PR #303, opened 2018-07-19
feat: Add DB port to values file

tooxie:


helm/ui/templates/deployment.yaml
```diff
@@ -72,7 +72,7 @@ spec:
           - {{ .Values.app.command }}
           ports:
             - name: http
-              containerPort: {{ quote .Values.app.port }}
+              containerPort: {{ .Values.app.port }}
```
obdulia-losantos, line 75: Why without quotes?

tooxie: Because, if I understood correctly, the quotes are only needed for environment variables. Kubernetes can handle ports as integers.

obdulia-losantos (approved):

PR #307, opened 2018-07-23
chore: add link to CLA

quesebifurcan:


tooxie (approved):
I think we should be a little more detailed on how to contribute :) but it's a good start.

obdulia-losantos (approved):

PR #313, opened 2018-07-25
refactor the config handling and add env variable lookup

tremolo:
change the way config variables are looked up:
 - add automatic env variable lookup by uppercasing the key name, env variables have precedence over the config file 
- flatten the config file a bit to make this work properly
- add special case for the kafka config that is passed on to the confluent_kafka module


shawnsarwar (dismissed):
Changes look good, just needs to pass integration tests. You can run then locally with the integration test script from /scripts.

shawnsarwar (approved):

PR #315, opened 2018-07-27
fix(kernel): indices and filters

obdulia-losantos:
~Any hint on why `test_entity_filter__by_project` is failing?~ 

- Included check by uuid or name in `project` and `schema` filters.
  Now it's possible to filter by `/entitites/project=My_Project`  or `/entitites/project=1234-564-263`.

- Included redundant field `project` in models to speed up lookups.

- Included indices using this new field.
  Gather fetches the data using the `project` filter: `SELECT * FROM kernel_entity WHERE project={project_id}`, in this case the expected behavior is also to return them ordered by the `modified` field in descendant order; the easiest way to achieve this is creating an index with this condition: `project`, `-modified`.
Obviously, later we must re-examine this index and check if it's really useful or conversely it decreases the performance being a stopper during insertion and updating tasks. But this cannot be done without more real data and reading the db logs or more recently the prometheus metrics.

# # # #

Assignment =>
Keep to the lines above, from the first one through the line where "PR #313, opened 2018-07-25" appears, and copy them exactly.

Exercise result =>
PR #303, opened 2018-07-19
feat: Add DB port to values file

tooxie:


helm/ui/templates/deployment.yaml
```diff
@@ -72,7 +72,7 @@ spec:
           - {{ .Values.app.command }}
           ports:
             - name: http
-              containerPort: {{ quote .Values.app.port }}
+              containerPort: {{ .Values.app.port }}
```
obdulia-losantos, line 75: Why without quotes?

tooxie: Because, if I understood correctly, the quotes are only needed for environment variables. Kubernetes can handle ports as integers.

obdulia-losantos (approved):

PR #307, opened 2018-07-23
chore: add link to CLA

quesebifurcan:


tooxie (approved):
I think we should be a little more detailed on how to contribute :) but it's a good start.

obdulia-losantos (approved):

PR #313, opened 2018-07-25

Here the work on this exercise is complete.